Pennsylvania Gov. Tom Wolf signed revenue and budget bills into law, prompting S&P Global Services to remove the state from credit watch with negative implications.

Pennsylvania's removal Tuesday from S&P Global Ratings' credit watch with negative implications was no surprise to one in-state bond analyst.

"That made sense, given that Pennsylvania came in with a balanced budget," said Alan Schankel, a managing director at Janney Capital Markets in Philadelphia.

S&P removed the commonwealth from the credit watch status and affirmed its AA-minus rating one week after Gov.

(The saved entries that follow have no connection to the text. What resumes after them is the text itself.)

PR #486, opened 2015-11-09
repo.pp update key to full fingerprint

cotocisternas:
Apt_Key Warning: 'The id should be a full fingerprint (40 characters), see README.'


electrical:
Hi. Due to older PE versions not supporting this yet, i'm unable to merge the long key.
As soon those are dropped this is possible.

cotocisternas:
What about if i extract the fingerprint to a param, and defaulted to the short one?

electrical:
Hi,

I replied to the PR you sent for that. I'm +1 on that once Jenkins is green. Thanks!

Tom Wolf signed a $31.5 billion budget for fiscal 2017 that included an 11th-hour $1.3 billion revenue package.

"This rating action follows the passage of a revenue package to balance the budget in a relatively timely manner following the prior passage of a spending plan," said S&P credit analyst Carol Spain.

S&P assigned a negative outlook because it views the new budget as structurally imbalanced and possibly based on overly optimistic revenue assumptions.

State officials had postponed this week's scheduled bond sale to update disclosure documents.

Moody's Investors Service affirmed its Aa3 rating and negative outlook for Pennsylvania GOs while Fitch Ratings maintained the stable outlook on its AA-minus rating.

Rating agencies have downgraded Pennsylvania five times in the past three years.

"I was disappointed that the deficit-closing measures were not more significant and recurring," said Schankel. "When I looked at the documents it was hard to tell what some of the items were."

Fitch last week said the spending plan reflects "slow progress" toward structural balance.

"It relies on a mix of recurring and non-recurring measures to achieve balance," Fitch said.

The budget includes a $200 million increase, or 3.5%, in basic aid funding for K-12 education, allocated by the commonwealth's new funding formula that accounts for various socioeconomic factors for each district.

"It's a positive that there are more funds for pre-K and elementary schools, and more funding on the table in general for beleaguered school districts, which is vitally important," said William Rhodes, chairman of the public finance department at Philadelphia law firm Ballard Spahr LLP and practice leader of its municipal recovery initiative.

The legislature filled the gap through a patchwork of tax hikes and revenue assumptions.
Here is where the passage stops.